Inquiétant ces économistes de café du commerce qui pris d'une poussée de calvinisme crient au péril de l'endettement, confondant les budgets publics avec leur porte-monnaie. Inquiétant et surtout dangereux dans un monde qui souffre en réalité d'un excédent d'épargne que l'affolement de ces Cassandre ne fait qu'accentuer. Que d'autres, prix Nobel en tête, crient casse coup, que les marchés plongent dès l'annonce des plans de redressement des pays européens ne suffit pas pour convaincre que le gros bon sens qui veut qu'on ne dépense pas plus que ce qu'on a ne s'applique pas en macro économie.
La réalité est autre : On ne peut produire que ce qui s'achète. Ne s'achète que ce que ceux qui dépensent les revenus tirés de ce qui est produit – salaire, intérêts, bénéfices – consacrent à consommer des bien ou services ou à en acheter pour investir. En théorie, l'épargne – ce qui n'est pas dépensé – est investie au travers du système bancaire. Or on le sait, Keynes l'a démontré, un excédant d'épargne conduit à la déflation et au chômage. Il faut alors que l'Etat dépense davantage, au besoin disait-il en creusant des trous pour ensuite les reboucher. C'est grâce à la politique constante des Etats-Unis de déficits budgétaires et de balance des paiements, même au plus fort de l'idéologie néolibérale et monétariste, que l'économie mondiale a pu croître autant depuis la guerre. Cela signifie aussi que les Etats-Unis ont mobilisé l'épargne mondiale à leur profit.

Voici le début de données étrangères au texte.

PR #1548, opened 2019-06-11
Refactor tools auth interface

idesai:
1. Better variable names to align with the spec language.
2. Progresses: #1539

### DIFF
--- a/tools/tpm2_certify.c
+++ b/tools/tpm2_certify.c
@@ -26,13 +26,13 @@ struct tpm_certify_ctx {
         const char *ctx_path;
         const char *auth_str;
         tpm2_loaded_object object;
-    } object;
+    } certified_key;
 
     struct {
         const char *ctx_path;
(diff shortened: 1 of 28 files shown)


tools/tpm2_certify.c
```diff
@@ -227,13 +227,13 @@ tool_rc tpm2_tool_onrun(ESYS_CONTEXT *ectx, tpm2_option_flags flags) {
 
     /* Load input files */
     tool_rc rc = tpm2_util_object_load_auth(ectx, ctx.certified_key.ctx_path,
-        ctx.certified_key.auth_str, &ctx.certified_key.object);
+        ctx.certified_key.auth_str, &ctx.certified_key.object, false);
```
williamcroberts: why did you change this? You always pass false, so it's not really needed.

williamcroberts:
FYI you need to update the changelog if tool options change..

Issue #1416, opened 2019-04-15
./bootstrap includes files twice in $ALL_SYSTEM_TESTS


dilyanpalauzov:
To include tests in $SYSTEM_TESTS_TCTI_ABRMD ./bootstrap calls `find test/integration/tests/tcti/abrmd -name "*.sh"`.

To include tests in $SYSTEM_TESTS, ./bootstrap calls `find test/integration/tests/ -name "*.sh"`.

./bootstrap defines `ALL_SYSTEM_TESTS = $(SYSTEM_TESTS) $(SYSTEM_TESTS_TCTI_ABRMD)`.

The variable $SYSTEM_TESTS_TCTI_ABRMD isn’t used on any other place, except in the definition for ALL_SYSTEM_TESTS.

`find test/integration/tests/ -name "*.sh"` includes the files, returned by `find test/integration/tests/tcti/abrmd -name "*.sh"`, so the second call, and the variable $SYSTEM_TESTS_TCTI_ABRMD are superfluous.  Passing the non-POSIX `-maxdepth 1` to find on the first call, would have skipped any subdirectories of test/integration/tests/, leaving $SYSTEM_TESTS_TCTI_ABRMD and $SYSTEM_TESTS disjoint sets.

There is also no point to have separate $LIB_C and $LIB_H, that are joined in $LIB_SRC and are otherwise ignored.  A `src_listvar "lib" "*.[ch] "LIB_SRC"` would have done the same job.

I recommend to get rid of ./bootstrap and src_vars.mk, expect that users call `autoreconf` and list all source, headers and test files explictly in Makefile.am.

williamcroberts:
> I recommend to get rid of ./bootstrap and src_vars.mk, expect that users call `autoreconf` and list all source, headers and test files explictly in Makefile.am.

No n the bootstrap yes on individual listings in Makefile.am, that doesn't bother me.

PR #1549, opened 2019-06-12
test: no longer segregate tests by tcti

williamcroberts:
tpm2-tools currently has no plans for official support running the test framework
against a physical TPM and will require abrmd, thus just move the tests
from the tcti abrmd subdirectory into the main tests directory. This
will cause the double inclusion of tcti test scripts to go away.

Fixes: #1416


DomiNic5787:
`bootstrap` needs to be updated as well.

see [https://travis-ci.org/tpm2-software/tpm2-tools/jobs/544634031#L1306](https://travis-ci.org/tpm2-software/tpm2-tools/jobs/544634031#L1306)

PR #1551, opened 2019-06-13
tools: fix dereferencing of null pointer in tpm2_encryptdecrypt

joholl:
After 75b60808, `iv_out` is dereferenced before the error check of `Esys_EncryptDecrypt2()` or `Esys_EncryptDecrypt()`. This lead to a Segmentation Fault if `Esys_EncryptDecrypt()` failed. Consequently, the error check has to be moved up again.


PeterHuewe:
@idesai  can you merge this please?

Aujourd'hui, une partie de cette épargne s'est dirigée vers les marchés financiers où l'on a cru pouvoir gagner davantage, créant une bulle spéculative que la faillite d'une grande banque a fait éclater. Et le problème reste entier : où placer son épargne, qu'elle soit privée ou institutionnelle. Or cette épargne a explosé : La mondialisation des marchés a créé des rentes de situation – pétrole, monopoles liés à la protection de la propriété intellectuelle (brevets et marques) - et en enrichissement pharamineux d'une minorité que la concurrence fiscale empêche d'imposer. S'y ajoute l'épargne vieillesse, forcée ou en tout cas encouragée et qui pour le seul 2ème pilier suisse dépasse les 600 milliards de francs. Les pays émergeants enfin, et en particulier la Chine, accumulent d'énormes réserves en devises grâce à des exportations favorisées par des taux de change largement manipulés.
Economiser plutôt que relancer l'économie par des investissements publics serait un bien mauvais calcul et plongerait nos économies dans la déflation et la crise. Mais rembourser la dette publique, c'est aussi priver les épargnants de possibilités de placements sûrs et rémunérateurs. Or en matière de placement, tout est affaire de confiance. Lorsque les espoirs de gains faciles sur les marchés financiers s'estompent, restent les Etats, seules institutions pérennes. Semer la panique en prétendant qu'ils sont trop endettés, en décrétant que les plans de retraites ne seront pas finançables dans un lointain futur, c'est conduire Etats et particuliers à restreindre leurs dépenses et donc épargner davantage. Résultats : décroissance économique, chômage, diminution des recettes fiscales. Un cercle vicieux qu'heureusement les dirigeants de la planète s'efforcent d'éviter en s'engageant pour qu'il n'y ait ni Etats en défaut de paiement, ni grandes banques en faillite.
Et la Suisse ? Elle a sacrifié son sacrosaint secret bancaire et trouvé, en quelques heures, 66 milliards pour sauver l'UBS. Mais elle renonce à faire financer par les banques un fonds de secours, ces banques qui vivent de la gestion de l'épargne – un tiers des fonds privés dans le monde. Elle épargne probablement plus que partout ailleurs, ses pouvoir publics sont peu endettés, par contre ses propriétaires fonciers le sont, pour des raisons fiscales. Une opportunité irremplaçable de placements sûrs. Elle ne participe pas au soutient des européens en difficultés, sauf au travers du FMI, mais la Banque nationale, en rachetant massivement Euro et dollars contribue à la stabilisation des cours des changes.
Reste qu'au lieu de nous faire peur, de nous faire économiser davantage, les collectivités devraient au contraire investir davantage, et investir de façon productive, dans la recherche et la formation, dans les économies d'énergie et les technologies alternatives. Préparer l'avenir de nos enfants, et de nos retraités, ce n'est pas accumuler de l'argent dans nos coffres, c'est construire une économie florissante pour demain. Trop épargner comme on nous dit de le faire, c'est accroitre les difficultés de l'économie mondiale, c'est contribuer à cette crise que d'aucun nous promettent.